Moiré scaling of the sliding force in twisted bilayer graphene

Abstract

The weak interlayer binding in two-dimensional layered materials such as graphite gives rise to distinguished low-friction properties if the atomic lattices at the interface are rotated with respect to one another. The lack of crystal symmetry leads to poorly understood correlations and cancelations of the interlayer atomic forces. Here we report on a powerful tiling method based on the moir\'e superstructure which allows us to study the intricate interplay of the interlayer forces in a systematic manner. Based on numerical simulation data for a circular graphene flake on an infinite graphene substrate, it is shown that the sliding force is dominated by a rim area consisting of incomplete moir\'e tiles. This rim force, which scales with the number of atoms in a moir\'e tile and as the radius to the power of 0.5, is minimal whenever the sliding structure can be approximated by a hexagon composed of an integer number ${N}_{t}$ of moir\'e tiles.
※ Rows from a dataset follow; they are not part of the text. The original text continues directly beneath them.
PR #293, opened 2020-03-13
Use board independent hwio.h instead of board dependent hwio_a3ides.h

mkbel:


src/common/hwio.h
```diff
@@ -16,15 +16,30 @@
...
 
+//a3ides analog inputs
+enum {
+    ADC_HW_IDENTIFY,    //!< PA3 - chan 3
+    ADC_TEMP_BED,       //!< PA4 - chan 4
+    ADC_TEMP_2,         //!< PA5 - chan 5
+    ADC_TEMP_HEATBREAK, //!< PA6 - chan 6
+    ADC_TEMP_0,         //!< PC0 - chan 10
+    ONE_BEHIND_LAST_ADC,
+} typedef Adc;
```
dragomirecky: /very subjective/
For some reason, I hate the look of `Adc`. Can it be `ADC`? :D

mkbel: It can't be ADC, it would look like macro. But ADC_t would be possible.

dragomirecky: Yes, good point!

PR #298, opened 2020-03-14
Allow to define printer where marlin configures sensor-less homing an…

mkbel:
…d thresholds itself. It is disabled for MINI.


dragomirecky:
I am not sure I understand this PR. What does `MARLIN_ONLY_DRIVER` represent?

mkbel:
If MARLIN_ONLY_DRIVER is enabled configuration of Trinamic motor driver (or any other motor driver) is completely left on Marlin. In our case it means that sensorless homing can be enabled in Marlin and its configuration left on Marlin.

mkbel:
Macro has been renamed to make its meaning more clear.

PR #332, opened 2020-03-30
Remove screen externs

RadekVana:
BFW-726
externed pointers to screens replaced by functions returning pointers to screens
removed LCDSIM


src/guiapi/include/screen_pointers.h
```diff
@@ -0,0 +1,49 @@
...
+extern screen_t *pscreen_mesh_bed_lv;
+extern screen_t *pscreen_wizard;
+extern screen_t *const pscreen_print_preview;
+extern screen_t *const pscreen_lan_settings;
+extern screen_t *pscreen_marlin;
+extern screen_t *const pscreen_menu_fw_update;
+
+#ifdef __cplusplus
+}
+#endif //__cplusplus
```
dragomirecky: Why don't we have a header file for each screen? Even though that is a lot of files, I believe it would be a nicer and cleaner solution.

In any case – if you want to keep this one big header file with all the screens, I would be up for renaming it to `screens.h` ☺️

src/gui/screen_version_info.cpp
```diff
@@ -117,4 +118,6 @@ screen_t screen_version_info = {
     0,                          //pdata
 };
 
-const screen_t *pscreen_version_info = &screen_version_info;
+extern "C" {
+screen_t *pscreen_version_info = &screen_version_info;
+}
```
dragomirecky: You can write `extern "C" screen_t ...`, no need to have it in a block.

dragomirecky: (this applies to more files in the PR)

src/guiapi/include/screen_pointers.h
RadekVana: 1 header is compromise me and Robert agreed on
ok will rename it

RadekVana: renamed

src/gui/screen_version_info.cpp
RadekVana: fixed

src/gui/screen_menu_tune.cpp
```diff
@@ -23,6 +17,7 @@ enum {
     MI_FLOWFACT,
     MI_BABYSTEP,
     MI_FILAMENT,
+    MI_INFO,
```
dragomirecky, line 20: Why is the `INFO` screen back? Isn't it a mistake?

src/gui/test/screen_test_graph.c
```diff
@@ -86,7 +86,7 @@ int screen_test_graph_event(screen_test_term_t *screen, window_t *window, uint8_
     } else if (event == WINDOW_EVENT_CLICK) {
         switch ((int)param) {
         case 1:
-            //screen_open(pscreen_menu_service->id);
+            //screen_open(get_scr_menu_service()->id);
```
dragomirecky, line 89: Why do we have this commented code here?

src/gui/test_window.c
```diff
@@ -52,11 +52,9 @@ void ui_loop(void)
...
-extern const screen_t *pscreen_test;
-
 void test_window(void) {
-    //	pscreen_test->init(pscreen_test);
-    //	pscreen_test->init(pscreen_test);
+    //	get_scr_test()->init(get_scr_test());
+    //	get_scr_test()->init(get_scr_test());
     /*
 	font_t* font = resource_font(IDR_FNT_11x18_4);
 	int16_t id0 = window_frame_create(-1, rect_ui16(0,0,0,0), COLOR_GRAY);
```
dragomirecky, line 60: Can't we just remove the `test_window(void)`?

src/guiapi/include/screen_unloop.h
```diff
@@ -0,0 +1,19 @@
...
+#include "stdint.h"
+#include "screen.h" //screen.t
+
+#ifdef __cplusplus
+extern "C" {
+#endif //__cplusplus
+
+typedef enum {
+    sculp_timeout,
+    sculp_M876
```
dragomirecky, line 12: It took me some time to understand that `sculp` is short for `screen unlooping` (and in this case, I had the full context). In case I would find this at a random place in the codebase, I am quite sure I would have no idea what it means.

Can we rename it? `SCREEN_UNLOOPING_TIMEOUT`, `SCREEN_UNLOOPING_M876`...


Hmm, but what is the semantics of „screen unlooping“? From what I see, it is about „closing as many screens as possible“ – but there are _no loops involved_. 

What about just `close_screens(CLOSE_ON_M876)`?

src/guiapi/src/screen_unloop.cpp
```diff
@@ -0,0 +1,64 @@
...
+static screen_t *const m876_blacklist[] = {
+    get_scr_printing_serial(),
+    get_scr_home()
+#ifdef PIDCALIBRATION
+        ,
+    get_scr_PID()
+#endif //PIDCALIBRATION
+};
+
+int _current_in_list(screen_t *const *list, size_t sz) {
```
dragomirecky, line 31: `static`

src/guiapi/src/screen_unloop.cpp
```diff
@@ -0,0 +1,64 @@
+// screen_unloop.cpp
+//unlooping screens via C++ with C interface
+
+#include "screen_unloop.h"
+#include "gui.h"
+#include "screens.h"
+
+//I could not use functions to initialize those arrays in C
```
dragomirecky, line 8: Yes, that is the side effect of wrapping the screen pointers in `get_scr_` functions. All statically initialized data using screen pointers are now going to have to be initialized at runtime :(

src/gui/screen_menu_tune.cpp
RadekVana: why was it deleted?
i thought was deleted by a mistake

src/gui/test/screen_test_graph.c
RadekVana: there is more commented code in this file,
not my code to remove

src/gui/screen_menu_tune.cpp
RadekVana: removed

src/guiapi/include/screen_unloop.h
RadekVana: screen_close() also opens previous screen
i think unlooping is fine

src/guiapi/src/screen_unloop.cpp
RadekVana: original `extern screen_t*` behaved exactly same

RadekVana: > All statically initialized data using screen pointers are now going to have to be initialized at runtime :(
I want to rewrite all screens to Cpp, so I will be able to use constexpr

src/gui/test_window.c
RadekVana: removed

src/guiapi/include/screen_unloop.h
RadekVana: sculp_timeout, sculp_M876
renamed

PR #354, opened 2020-04-07
Remove unnecessary MOTHERBOARD macro usage.

mkbel:


src/common/config.h
```diff
@@ -3,57 +3,8 @@
...
-    #elif (BOARD == A3IDES2209_REV02)
-        #include "config_a3ides2209_02.h"
-    #elif (BOARD == A3IDES2209_REV03)
-        #include "config_a3ides2209_02.h"
-    #endif
-
-#else
-    #error "BOARD not defined"
-#endif
+#include "config_a3ides2209_02.h"
```
dragomirecky, line 7: What about using this opportunity to get rid of `a3ides` (and replacing it with `buddy`)? 🙏🙂

PR #355, opened 2020-04-08
Improved File Dialog (unlimited number of files + less RAM usage)

DRracer:
Implemented as a moving window over directory entries.
For now the engine is a template, but it may be changed later to a simple class with some preset window size.

BFW-712

### DIFF
--- a/src/gui/lazyfilelist-c-api.h
+++ b/src/gui/lazyfilelist-c-api.h
@@ -1,0 +1,20 @@
+// temporary C API for the lazy dir view
+#pragma once
+#include <stdint.h>
+#include <stdbool.h>
+
+#ifdef __cplusplus
+extern "C" {
+#endif
+
+bool LDV_ChangeDir(void *LDV, bool sortByName, const char *path);
+uint32_t LDV_TotalFilesCount(void *LDV);
+uint32_t LDV_VisibleFilesCount(void *LDV);
+bool LDV_MoveUp(void *LDV);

Intriguingly, the corresponding area force scales as ${N}_{t}$ to the power of 0.25, i.e., it increases with size, whereas it has been often argued that interlayer forces should add up to a zero value for large twisted systems. However, at specific twist angles the moir\'e structure is commensurate with the graphene lattice, leading to a perfect force correlation in the moir\'e tiles. Correspondingly, the area force becomes dominant and scales as ${N}_{t}$, i.e., as the radius to the power of 2.